PR #5776, opened 2017-10-10
Fix Issue 16487 - Add function to obtain the available disk space

jercaianu:
removed redundant line

### DIFF
--- a/std/file.d
+++ b/std/file.d
@@ -5264,7 +5264,7 @@ ulong getAvailableDiskSpace(scope const(char)[] path) @safe
     }
     else version (Posix)
     {
-        import std.string : toStringz;
+        import std.internal.cstring : tempCString;
 
         version (FreeBSD)
         {
@@ -5272,7 +5272,7 @@ ulong getAvailableDiskSpace(scope const(char)[] path) @safe
 
             statfs_t stats;
             auto err = () @trusted {
-                return statfs(path.toStringz(), &stats);
+                return statfs(path.tempCString(), &stats);
             } ();
             cenforce(err == 0, "Cannot get available disk space");
 
@@ -5284,7 +5284,7 @@ ulong getAvailableDiskSpace(scope const(char)[] path) @safe
 
             statvfs_t stats;
             auto err = () @trusted {
-                return statvfs(path.toStringz(), &stats);
+                return statvfs(path.tempCString(), &stats);
             } ();
             cenforce(err == 0, "Cannot get available disk space");
 
--- a/std/file.d
+++ b/std/file.d
@@ -5246,7 +5246,7 @@ Returns:
 Throws:
     $(LREF FileException) in case of failure
 */
-ulong getAvailableDiskSpace(string path) @safe
+ulong getAvailableDiskSpace(scope const(char)[] path) @safe
 {
     version (Windows)
     {
--- a/std/file.d
+++ b/std/file.d
@@ -62,6 +62,7 @@ $(TR $(TD Other) $(TD
           $(LREF FileException)
           $(LREF PreserveAttributes)
           $(LREF SpanMode)
+          $(LREF getAvailableDiskSpace)
 ))
 )
 
@@ -5231,4 +5232,75 @@ string tempDir() @trusted
 
     myFile.write("hello");
     assert(myFile.readText == "hello");
+}
+
+/**
+Returns the available disk space based on a given path.
+On Windows, `path` must be a directory; on Posix systems, it can be a file or directory.
+
+Params:
+    path = on Windows, it must be a directory; on Posix it can be a file or directory
+Returns:
+    Available space in bytes
+
+Throws:
+    $(LREF FileException) in case of failure
+*/
+ulong getAvailableDiskSpace(string path) @safe
+{
+    version (Windows)
+    {
+        import core.sys.windows.winbase : GetDiskFreeSpaceExW;
+        import core.sys.windows.winnt : ULARGE_INTEGER;
+        import std.internal.cstring : tempCStringW;
+
+        ULARGE_INTEGER freeBytesAvailable;
+        auto err = () @trusted {
+            return GetDiskFreeSpaceExW(path.tempCStringW(), &freeBytesAvailable, null, null);
+        } ();
+        cenforce(err != 0, "Cannot get available disk space");
+
+        return freeBytesAvailable.QuadPart;
+    }
+    else version (Posix)
+    {
+        import std.string : toStringz;
+
+        version (FreeBSD)
+        {
+            import core.sys.posix.sys.statvfs : statfs, statfs_t;
+
+            statfs_t stats;
+            auto err = () @trusted {
+                return statfs(path.toStringz(), &stats);
+            } ();
+            cenforce(err == 0, "Cannot get available disk space");
+
+            return stats.f_bavail * stats.f_bsize;
+        }
+        else
+        {
+            import core.sys.posix.sys.statvfs : statvfs, statvfs_t;
+
+            statvfs_t stats;
+            auto err = () @trusted {
+                return statvfs(path.toStringz(), &stats);
+            } ();
+            cenforce(err == 0, "Cannot get available disk space");
+
+            return stats.f_bavail * stats.f_frsize;
+        }
+    }
+    else static assert(0, "Unsupported platform");
+}
+
+///
+@safe unittest
+{
+    import std.exception : assertThrown;
+
+    auto space = getAvailableDiskSpace(".");
+    assert(space > 0);
+
+    assertThrown!FileException(getAvailableDiskSpace("ThisFileDoesNotExist123123"));
 }
--- a/std/file.d
+++ b/std/file.d
@@ -5268,7 +5268,7 @@ ulong getAvailableDiskSpace(scope const(char)[] path) @safe
 
         version (FreeBSD)
         {
-            import core.sys.posix.sys.statvfs : statfs, statfs_t;
+            import core.sys.freebsd.sys.mount : statfs, statfs_t;
 
             statfs_t stats;
             auto err = () @trusted {
--- a/changelog/std-file-getAvailableDiskSpace.dd
+++ b/changelog/std-file-getAvailableDiskSpace.dd
@@ -1,0 +1,17 @@
+Added the `std.file.getAvailableDiskSpace` functionality.
+
+$(REF getAvailableDiskSpace, std,file) receives as a parameter the path of a file or
+directory in the file system, and returns the available disk space on the mounted filesystem.
+If the given path is nonexistent, an exception is thrown.
+
+---
+import std.file;
+ulong size = getAvailableDiskSpace(".");
+assert(size > 0);
+---
+
+---
+import std.file;
+assertThrown(getAvailableDiskSpace("NonExistentFile"));
+---
+


std/file.d
```diff
@@ -4323,3 +4323,65 @@ string tempDir() @trusted
...
+        return stats.f_bavail * stats.f_frsize;
+    }
+}
+
+@safe unittest
+{
+    auto space = getAvailableDiskSpace(".");
+    assert(space >= 100000);
+
+    try {
```
BBasile: curly brace on its own line PLZ (D style)

std/file.d
```diff
@@ -4323,3 +4323,65 @@ string tempDir() @trusted
...
+        space = getAvailableDiskSpace("ThisFileDoesNotExist123123");
+        assert(0);
+    } catch (Exception e){
```
BBasile: brace style

std/file.d
```diff
@@ -4323,3 +4323,65 @@ string tempDir() @trusted
...
+        assert(1);
```
BBasile: huh ? it's `assert(0)` for non reachable-ility !!!!

jercaianu: Thanks for the comments!
I wanted to test here that it throws exception in case of an invalid path

BBasile: there's `assertThrown` for this, in std.exception.

std/file.d
```diff
@@ -4323,3 +4323,62 @@ string tempDir() @trusted
...
+        import core.sys.windows.winnt;
+        import std.internal.cstring;
+
+        ULARGE_INTEGER freeBytesAvailable;
+        auto err = GetDiskFreeSpaceExW(path.tempCStringW(), &freeBytesAvailable, null, null);
+        enforce(err != 0, text("Cannot get available disk space: ", GetLastError()));
+
+        return freeBytesAvailable.QuadPart;
+    }
+    else
```
BBasile: else `version(POSIX)`

std/file.d
```diff
@@ -4323,3 +4323,62 @@ string tempDir() @trusted
...
+    {
+        import core.sys.posix.sys.statvfs;
+        import std.string: toStringz;
+
+        statvfs_t stats = void;
+        auto err = statvfs(path.toStringz(), &stats);
+        enforce(err == 0, text("Cannot get available disk space: ", err));
+
+        return stats.f_bavail * stats.f_frsize;
+    }
```
BBasile: `else static assert(0, "unsupported platform")`

though the message is not 100 % required.

std/file.d
```diff
@@ -4323,3 +4323,62 @@ string tempDir() @trusted
...
+}
+
+@safe unittest
+{
+    import std.exception : assertThrown;
+
+    auto space = getAvailableDiskSpace(".");
+    assert(space >= 100000);
```
nemanja-boric-sociomantic: Better go with the `assert(space != 0), although that could fail as well.

std/file.d
BBasile: sorry it's `Posix`.

BBasile: I mean the identifier...not fully Upper case.

std/file.d
wilzbach: It's doesn't hurt and would be helpful to the user...

std/file.d
```diff
@@ -4323,3 +4323,62 @@ string tempDir() @trusted
...
+
+        statvfs_t stats = void;
+        auto err = statvfs(path.toStringz(), &stats);
+        enforce(err == 0, text("Cannot get available disk space: ", err));
+
+        return stats.f_bavail * stats.f_frsize;
+    }
+}
+
+@safe unittest
```
wilzbach: Please use `///` to mark it as a documented unittest. It then will appear on dlang.org in the documentation (you can use DAutoTest to preview the generated documentation or of course build dlang.org yourself).

std/file.d
```diff
@@ -4323,3 +4323,62 @@ string tempDir() @trusted
...
     return cache;
 }
+
+/**
+ * Returns the available space in a file system.
+ *
+ * On Windows, this function uses the result of the Windows API function
+ * $(LINK2 https://msdn.microsoft.com/en-us/library/windows/desktop/aa364937(v=vs.85).aspx, $(D GetDiskFreeSpaceExW)).
+ *
+ * On POSIX platforms, it uses the $(LINK2 https://msdn.microsoft.com/en-us/library/windows/desktop/aa364937(v=vs.85).aspx,
```
joakim-noah: Link is the same as above, presumably you have another in mind.

jercaianu:
Thanks for the comments, I'll shortly look into them as soon as I figure out what's going on with the FreeBSD failure.

Also, since we're here, do you think it would be a good idea to add functionality for getFreeDiskSpace or getDiskSpaceCapacity (similar to boost::filesystem) ?

Thanks,
Alex

jercaianu:
I have figured out what's wrong with the FreeBSD test.
It seems that statvfs does not work on FreeBSD as expected, but statfs works.

The question is now, should I add statfs in the runtime, or just assume return 0 for FreeBSD?

Thanks,
Alex

wilzbach:
> The question is now, should I add statfs in the runtime, or just assume return 0 for FreeBSD?

Extending the bindings in druntime is almost always welcome as *BSD is vastly lacking behind in terms of maintenance manpower (iirc only one or two of the core people around here use it regularly).

n8sh:
>The question is now, should I add statfs in the runtime, or just assume return 0 for FreeBSD?

You throw an exception on failure, so isn't the correct behavior to throw an exception?

std/file.d
```diff
@@ -4323,3 +4323,62 @@ string tempDir() @trusted
...
+ * Params:
+ *     path = a valid path to any file in the file system
+ *
+ * Returns:
+ *    ulong which contains the available space in bytes
+ *
+ * Throws:
+ *     `Exception` in case statvfs (POSIX) or GetDiskFreeSpaceExW (Windows) fails.
+ */
+ulong getAvailableDiskSpace(string path) @trusted
```
quickfur: I'm automatically scared of putting `@trusted` on a non-trivial function.  Wouldn't it be better to put `@trusted` around smaller blocks of code, i.e., around the relevant OS API calls?

std/file.d
quickfur: There needs to be an `else static assert` otherwise the function will refuse to compile on an unsupported platform (the else path will not return anything, but the function must return `ulong`).

std/file.d
quickfur: Yeah, there is no way to predict available space in advance.  Certainly, there is no guarantee at all that it will be `>= 100_000`. At least `> 0` has only a vanishingly small chance of failing.

quickfur:
Tagging @andralex since this adds a new public symbol.

quickfur:
ping @jercaianu   This has stalled for far too long.  Any chance we can get things moving again?

jercaianu:
@quickfur 
Hi, the reason I can't move forward with this, is because I need to add statvfs on FreeBSD [1].
However, this in turn, is blocked by this one [2].

If statvfs would be added, then I can easily finish this.

[1] - https://github.com/dlang/druntime/pull/1937
[2] - https://issues.dlang.org/show_bug.cgi?id=17596#c8

n8sh:
@jercaianu I think it would be reasonable to move forward and add a note to the documentation that this function doesn't work on FreeBSD, since the function has a way to signal failure.

n8sh:
FreeBSD could be added later.

JackStouffer:
>FreeBSD could be added later.

Yes, this is acceptable for file based functions, as we already have posix and windows only functions.

jercaianu:
@JackStouffer @n8sh 
Thanks for the advice, I'll update this PR as soon as possible, with the mention that it will not work correctly on FreeBSD

jercaianu:
Should I static assert(0) for FreeBSD, or just mention that it may not work correctly?

std/file.d
```diff
@@ -5119,3 +5120,73 @@ string tempDir() @trusted
...
+        return freeBytesAvailable.QuadPart;
+    }
+    else version (Posix)
+    {
+        import core.sys.posix.sys : statvfs;
+        import std.string: toStringz;
+
+        statvfs_t stats = void;
+        auto err = statvfs(path.toStringz(), &stats);
+        enforce(err == 0, text("Cannot get available disk space: ", err));
```
JackStouffer: `enforce!FileException`

std/file.d
```diff
@@ -5119,3 +5120,73 @@ string tempDir() @trusted
...
+
+    version (Windows)
+    {
+        import core.sys.windows.winbase : GetDiskFreeSpaceExW, GetLastError;
+        import core.sys.windows.winnt : ULARGE_INTEGER;
+        import std.internal.cstring : tempCStringW;
+
+        ULARGE_INTEGER freeBytesAvailable;
+        auto err = GetDiskFreeSpaceExW(path.tempCStringW(), &freeBytesAvailable, null, null);
+        enforce(err != 0, text("Cannot get available disk space: ", GetLastError()));
```
JackStouffer: `enforce!FileException`

std/file.d
```diff
@@ -5119,3 +5120,73 @@ string tempDir() @trusted
...
+ * `getAvailableDiskSpace` may not work correctly on `FreeBSD`.
+ *
+ * Params:
+ *     path = a valid path to any file in the file system
+ *
+ * Returns:
+ *    ulong which contains the available space in bytes
+ *
+ * Throws:
+ *     `Exception` in case statvfs (`POSIX`) or GetDiskFreeSpaceExW (`Windows`) fails.
```
JackStouffer: \`Exception\` => $(LREF FileException)

JackStouffer:
I'd static assert on it.

joakim-noah:
That'll break the auto-tester, just mention it.

std/file.d
```diff
@@ -5119,3 +5120,74 @@ string tempDir() @trusted
     myFile.write("hello");
     assert(myFile.readText == "hello");
 }
+
+
+version(FreeBSD) {}
```
JackStouffer: This should be inside of the function body and part of the already existing version branches so documentation generates on all platforms.

And there should be a static assert with a message inside this branch.

JackStouffer:
@joakim-noah Just version out the tests. We do that all over the place already.

std/file.d
jercaianu: And this is guaranteed not to trigger if we're not using the function?

JackStouffer: Yes, if it's never called on FreeBSD the assert will not trigger.

jercaianu: Hi, It seems the tester triggers the assert.
Can you please help me figure out why?

Thanks

std/file.d
```diff
@@ -5119,3 +5120,77 @@ string tempDir() @trusted
...
+* Params:
+*     path = a valid path to any file in the file system
+*
+* Returns:
+*    ulong which contains the available space in bytes
+*
+* Throws:
+*     $(LREF FileException) in case statvfs (`POSIX`) or GetDiskFreeSpaceExW (`Windows`) fails.
+*/
+ulong getAvailableDiskSpace(string path) @trusted
```
wilzbach: Needs to be a template to avoid instantiation by default.
Also note that the other functions accept `const(char)[]` which is different to `immutable(char)[]` which is `string`.

std/file.d
```diff
@@ -5119,3 +5120,77 @@ string tempDir() @trusted
...
+* `FreeBSD` does not support `getAvailableDiskSpace`.
+*
+* Params:
+*     path = a valid path to any file in the file system
+*
+* Returns:
+*    ulong which contains the available space in bytes
+*
+* Throws:
+*     $(LREF FileException) in case statvfs (`POSIX`) or GetDiskFreeSpaceExW (`Windows`) fails.
```
wilzbach: No leading stars please: https://dlang.org/dstyle.html#phobos_documentation

std/file.d
```diff
@@ -5119,3 +5120,77 @@ string tempDir() @trusted
...
 }
+
+/**
+* Returns the available space in a file system.
+*
+* On `Windows`, this function uses the result of the Windows API function
+* $(LINK2 https://msdn.microsoft.com/en-us/library/windows/desktop/aa364937(v=vs.85).aspx, $(D GetDiskFreeSpaceExW)).
+*
+* On `POSIX` platforms, it uses the $(LINK2 http://man7.org/linux/man-pages/man3/statvfs.3.html,
+* $(D statvfs)) function.
```
wilzbach: A user doesn't care about this. Describe the differences / implication if you want to, but do not just link to other documentation.

std/file.d
```diff
@@ -5119,3 +5120,77 @@ string tempDir() @trusted
...
+*
+* Due to inconsistent behaviour with the `statvfs` `Posix` function,
+* `FreeBSD` does not support `getAvailableDiskSpace`.
```
wilzbach: That's not true, we were essentially just to lazy to do this.

> At the moment, `getAvailableDiskSpace` is not supported on FreeBSD.

std/file.d
```diff
@@ -5119,3 +5120,77 @@ string tempDir() @trusted
...
+*
+* Params:
+*     path = a valid path to any file in the file system
+*
+* Returns:
+*    ulong which contains the available space in bytes
```
wilzbach: Available space in `bytes` (the user already sees the return type and we typically don't mention it in the return type)

std/file.d
```diff
@@ -5119,3 +5120,77 @@ string tempDir() @trusted
...
+        return stats.f_bavail * stats.f_frsize;
+    }
+    else static assert(0, "Unsupported platform");
+}
+
+version (FreeBSD) {}
+else
+{
+    ///
+    @safe unittest
```
wilzbach:
```
version (FreeBSD) {} else
@safe unittest
```

is typically used for this. However, the documentation checker enforces that the examples on the documentation work on all platforms, so this needs to be moved in the test for now (or the documentation example checker needs to be adapted to support `version` blocks).

std/file.d
```diff
@@ -5119,3 +5120,77 @@ string tempDir() @trusted
...
+    {
+        import std.exception : assertThrown;
+
+        auto space = getAvailableDiskSpace(".");
+        assert(space > 0);
+
+        assertThrown(getAvailableDiskSpace("ThisFileDoesNotExist123123"));
```
wilzbach: `assertThrown!FileException`

std/file.d
wilzbach: Oh and ideally the `@trusted` goes inline to only to the needed lines

std/file.d
```diff
@@ -5119,3 +5120,77 @@ string tempDir() @trusted
...
+*     $(LREF FileException) in case statvfs (`POSIX`) or GetDiskFreeSpaceExW (`Windows`) fails.
+*/
+ulong getAvailableDiskSpace(string path) @trusted
+{
+    import std.exception : enforce;
+    import std.conv : text;
+
+    version (FreeBSD)
+    {
+        static assert(0, "Unsupported platform");
```
wilzbach: FYI: You could put the `extern(C)` declarations from your druntime PR here inline.
It seems like getting D to work with FreeBSD12 is a lot of work anyways (and not supported at the moment) and in this way `getAvailableDiskSpace` at least supports "all currently supported versions" of FreeBSD and this can be tweaked later once a solution to the druntime PR is found.

wilzbach:
From the discussion. Here's Walter's summary:

> We don't seem to have a good solution for backwards compatibility, or anyone particularly interested in supporting it. So we should just update the structs, abandon the old FreeBSDs, and move on with the newer ones.

So I suggest to merge this and put the newer version in a `FreeBSD12` version block, s.t. once we switch to FreeBSD12 and abandon FreeBSD11 it's a simple removal.

CC @jmdavis @dkgroot

std/file.d
jmdavis: Please no. We have sometimes put `extern(C)` declarations in Phobos, but in general, they should go in druntime, and every one of them that ends up in Phobos, it's something that has to be fixed later. And in the case of FreeBSD with regards to 11 vs 12, having `extern(C)` declarations in Phobos is definitely going to make life harder. If there is a missing C declaration in druntime, just add it in druntime first, and if there's a PR for that, please wait on it rather than adding the declaration here to push this PR through. Doing that is just going to create more problems later.

jmdavis:
> So I suggest to merge this and put the newer version in a FreeBSD12 version block, s.t. once we switch to FreeBSD12 and abandon FreeBSD11 it's a simple removal.

It's not actually possible to do that. We have no version identifiers for specific versions of any OS, and I'd rather not go into the details of FreeBSD 11 vs 12 here, since it's complicated. Either way, we shouldn't be putting `extern(C)` declarations in Phobos (and doing so would make dealing with FreeBSD 12 harder). We should be using the ones in druntime. So, FreeBSD 11 vs 12 should be irrelevant here. What needs to work here with regards to FreeBSD is the version on the auto-tester, which is FreeBSD 11.x. As long as that works, FreeBSD 12 should not be a concern here. And when druntime is updated for FreeBSD 12, this code should then just work.

std/file.d
```diff
@@ -5119,3 +5120,87 @@ string tempDir() @trusted
...
+$(D statvfs)) function. On `FreeBSD` however, it uses the $(LINK2 https://www.freebsd.org/cgi/man.cgi?query=statfs&sektion=2,
+$(D statfs)) function.
+
+Params:
+    path = a valid path to any file in the file system
+Returns:
+    Available space in bytes
+
+Throws:
+$(LREF FileException) in case of failure
```
wilzbach: Indent after new sections

std/file.d
```diff
@@ -5119,3 +5120,87 @@ string tempDir() @trusted
...
+
+/**
+Returns the available space in a file system.
+
+On `Windows`, this function uses the result of the Windows API function
+$(LINK2 https://msdn.microsoft.com/en-us/library/windows/desktop/aa364937(v=vs.85).aspx, $(D GetDiskFreeSpaceExW)).
+
+On `POSIX` platforms, it uses the $(LINK2 http://man7.org/linux/man-pages/man3/statvfs.3.html,
+$(D statvfs)) function. On `FreeBSD` however, it uses the $(LINK2 https://www.freebsd.org/cgi/man.cgi?query=statfs&sektion=2,
+$(D statfs)) function.
```
wilzbach: I still think that the user doesn't care about this. He cares about the _implications_ of using these APIs.
If there's something different on Windows, note this, but otherwise the users expects that we have done our job properly.

std/file.d
```diff
@@ -5119,3 +5120,87 @@ string tempDir() @trusted
...
+        import core.sys.windows.winbase : GetDiskFreeSpaceExW, GetLastError;
+        import core.sys.windows.winnt : ULARGE_INTEGER;
+        import std.internal.cstring : tempCStringW;
+
+        ULARGE_INTEGER freeBytesAvailable;
+        auto err = () @trusted {
+            return GetDiskFreeSpaceExW(path.tempCStringW(), &freeBytesAvailable, null, null);
+        } ();
+        enforce(err != 0,
+            new FileException(text("Cannot get available disk space: ", GetLastError())));
```
wilzbach: Have a look at the default constructor of FileException:

```
    version(Windows) this(in char[] name,
                          uint errno = .GetLastError(),
                          string file = __FILE__,
                          size_t line = __LINE__) @safe
    {
```

tl;dr: use `cenforce`

std/file.d
```diff
@@ -5119,3 +5120,87 @@ string tempDir() @trusted
...
+        version (FreeBSD)
+        {
+            import core.sys.posix.sys.statvfs : statfs, statfs_t;
+
+            statfs_t stats = void;
+            auto err = () @trusted {
+                return statfs(path.toStringz(), &stats);
+            } ();
+            enforce(err == 0,
+                new FileException(text("Cannot get available disk space: ", err)));
```
wilzbach: `cenforce`

std/file.d
```diff
@@ -5119,3 +5120,87 @@ string tempDir() @trusted
...
+        else
+        {
+            import core.sys.posix.sys.statvfs : statvfs, statvfs_t;
+
+            statvfs_t stats = void;
+            auto err = () @trusted {
+                return statvfs(path.toStringz(), &stats);
+            } ();
+            enforce(err == 0,
+                new FileException(text("Cannot get available disk space: ", err)));
```
wilzbach: `cenforce`

std/file.d
```diff
@@ -5119,3 +5119,86 @@ string tempDir() @trusted
...
+    import std.exception : enforce;
+    import std.conv : text;
+
+    version (Windows)
+    {
+        import core.sys.windows.winbase : GetDiskFreeSpaceExW, GetLastError;
+        import core.sys.windows.winnt : ULARGE_INTEGER;
+        import std.internal.cstring : tempCStringW;
+
+        ULARGE_INTEGER freeBytesAvailable;
```
wilzbach: `= void`?

wilzbach:
As this is a new function, it might be worthwhile to check [this PR](https://github.com/dlang/phobos/pull/6389). 
The idea is to mark it as unstable (in some way) for a few releases.

std/file.d
jercaianu: https://www.boost.org/doc/libs/1_48_0/libs/filesystem/v3/doc/reference.html#space
Boost explains very clearly what happens in their filesystem library. I think it's a good idea to let the user know how we are getting the sizes.

std/file.d
```diff
@@ -5119,3 +5119,86 @@ string tempDir() @trusted
...
+///
+@safe unittest
+{
+    import std.exception : assertThrown;
+
+    auto space = getAvailableDiskSpace(".");
+    assert(space > 0);
+
+    assertThrown!FileException(getAvailableDiskSpace("ThisFileDoesNotExist123123"));
+}
```
wilzbach: I think we can do more tests here. Simple create a directory with `deleteme` and write files to it and check the resulting file size (if this varies on Windows, `version(Posix)` it).

Example:

https://dlang.org/phobos-prerelease/std_file.html#mkdir

std/file.d
n8sh: As long as this extra information comes "below the fold" I think it's fine to have any amount of extra technical information.

wilzbach: Nope it's not. It's our good to provide a "high-level" abstraction (as in the user shouldn't need to care about the low-level).
He definitely doesn't want to read 3 different documentations just to know "hey they return the disk size". If he really wants to, he can always look this up in the sources.

Also have a look at the existing std.file - notice how clean it is?
One of the few function where OS details are mentioned is [tempDir](https://dlang.org/phobos-prerelease/std_file.html#.tempDir) and it matters there.

n8sh: Taking a second look , the "however" makes it seem like there's an important distinction the user needs to be aware of. Is there one?
>On `FreeBSD` however, it uses the statfs function.

wilzbach: Here's a good example of an OS abstraction from Python's standard library:

https://docs.python.org/3/library/shutil.html#shutil.disk_usage

std/file.d
andralex: That'd be a bit excessive - we'd be testing the OS primitives.

andralex:
@jercaianu what's with the linux32 failure?

andralex:
@JackStouffer good to go?

JackStouffer:
I won’t be able to review this until late tonight. Please merge without my review if you think this is good to go.

tibi77:
Why is this stil open?

thewilsonator:
Because it fails ons FreeBSD.

thewilsonator:
@n8sh this probably needs a rebase to pass on circle.

std/file.d
JohanEngelen: You should test that the function works for `null` and `""` (empty strings) input. See e.g. https://issues.dlang.org/show_bug.cgi?id=14980

std/file.d
```diff
@@ -5232,3 +5233,74 @@ string tempDir() @trusted
...
+        auto err = () @trusted {
+            return GetDiskFreeSpaceExW(path.tempCStringW(), &freeBytesAvailable, null, null);
+        } ();
+        cenforce(err != 0, "Cannot get available disk space");
+
+        return freeBytesAvailable.QuadPart;
+    }
+    else version (Posix)
+    {
+        import std.string : toStringz;
```
n8sh: Since this function's argument type was changed from `string` to `const char[]` it should probably use `tempCString` instead of `toStringz` in the Posix path. `toStringz` always allocates if it is given a `const char[]`.

JohanEngelen:
https://github.com/dlang/phobos/pull/5776#discussion_r295124957  ?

__________________________________________________

Exercise prompt = Return only the lines above that run from the opening line through the line containing "std.internal.cstring : tempCString;", exactly as written.

Answer to this task =
PR #5776, opened 2017-10-10
Fix Issue 16487 - Add function to obtain the available disk space

jercaianu:
removed redundant line

### DIFF
--- a/std/file.d
+++ b/std/file.d
@@ -5264,7 +5264,7 @@ ulong getAvailableDiskSpace(scope const(char)[] path) @safe
     }
     else version (Posix)
     {
-        import std.string : toStringz;
+        import std.internal.cstring : tempCString;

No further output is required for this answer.